The shelf life of a doubles | Columnist


I’ve been trying to work out the logic behind the police crackdown on the sale of packaged meals, specifically doubles, last week. I know it has been somewhat resolved with apologies and so on, but I think there is something to be learnt from these episodes.

Things like this can happen when people don’t fully grasp the thinking behind the rules or policies in a situation. If we break it down, we might have a clearer idea of how the rules themselves may have missed the point. We might even see that wrapped inside these little gambits for survival are seeds for a new way of doing things.

The primary purpose of changes to the Public Health Ordinance is to avoid the spread of Covid-19 by minimising physical contact among people. Thus, the restrictions on gatherings in places like restaurants, bars and cinemas. Exemptions have been made so that groceries and marketplaces and related types of outlets can continue to operate once they observe certain guidelines.

We know that whatever laws are put in place, there will be those who will disregard them; those who will only abide by them because of the risk of penalties. There will always be people who will miss the point; people whose circumstances will make it practically impossible for them to comply, and those who just don’t give a damn.

It’s a fact of life, it is not culturally peculiar to Trinidad and Tobago.

Given the relatively unscathed state of the country through the relentless swathe still being cut by the pandemic globally, it is likely that there will soon be an easing of some of the restrictions.

I bet a significant proportion of the population will continue to observe the guidelines for self-care, regardless of the lockdown let-up. I bet there will be just as significant a number throwing off the perceived shackles and rushing to partake of the pleasures they have been deprived of for the past couple of months.

It is that aspect of human nature that was so eloquently expressed by the Prime Minister when he said that, “A state of emergency will not make you wash your hands.” You will either do or you won’t.

But to go back to the police objecting to the sale of packaged doubles at an establishment that was permitted to be open.

The Express report said the police told the manager that “the prepared meals, including their hot meals made in-house, were similar to what a restaurant would do and restaurant-type food was not permitted due to the current Covid-19 regulations.”

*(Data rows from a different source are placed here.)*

PR #11196, opened 2018-10-16
Fix MessageBox text color for dark themes

HebaruSan:
## Problem

`MessageBox` displays as black-on-dark in a dark theme:

image

This can be difficult to read.

## Cause

The text is drawn with a hard coded color of `Color.Black`. This assumes that the background under the text will be light to contrast with black.

## Changes

Now the color is `SystemColors.ControlText` instead, to match the background of the popup.

In a normal theme this will still be black.


akoeplinger:
@monojenkins approve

The Commissioner of Police quickly intervened and referred them to the relevant aspect of the Public Health Ordinance, which the Express cited at Regulation 10: “Street vending of food and beverages and all retail food services (including restaurants in-house dining, delivery and take-away servi­ces), except discount stores, markets, supermarkets, fruit stalls or shops, vegetable stalls or shops, bakeries and ‘parlours,’ for the provision of food or other necessities of life, shall be closed for operation during the period set out.”

Now, had the officers assimila­ted the purpose of the regulations, they would have been able to assess the situation and conclude that if a supermarket can carry packaged food and you can go in and buy it as long as you are observing health guidelines, then anywhere that is still authorised to open should be allowed to do the same (once they have the requisite operating licences). I am not clear about what hot meals were being prepared in-house, and maybe the gathering of cooks was the issue, but it struck me that the issue of cracking down on “restaurant-type” meals could use some rethinking.

The suspension of a broad base of economic activity has thrown a lot of people into very grim situations. Even with an easing of restrictions, it is going to be a long, hobbled crawl to any semblance of stability.

Instead of criminalising those who are finding ways to earn a dollar, this is a good time to examine ways to ease back into the reopening of society and to look at some of the strategies of the underground to see how they could help us walk the next critical steps.

Why not look at the prospect of partnerships such as this one, formed by the doubles-maker and the service station, and replicate them across the country? Why not allow the people who have traditionally provided our popular, road-side fare to package and sell their victuals from the shelves of supermarkets and bakeries and the like?

It might seem frivolous to equate the deprivation of one’s favourite foods with mental well-being, but under the circumstances, it is difficult for people to cope with their loss of routine, and even if they will not have the social activity of convening for doubles, or gyros, or burgers or whatever, it might ease some of the pressure if they can still feast on the food. It will also provide a partial way to help people earn some income during the transition, and by putting it on shelves that are already accessible, it should not increase the risk of careless gatherings.

It might be worth considering, even if you still can’t make them wash their hands.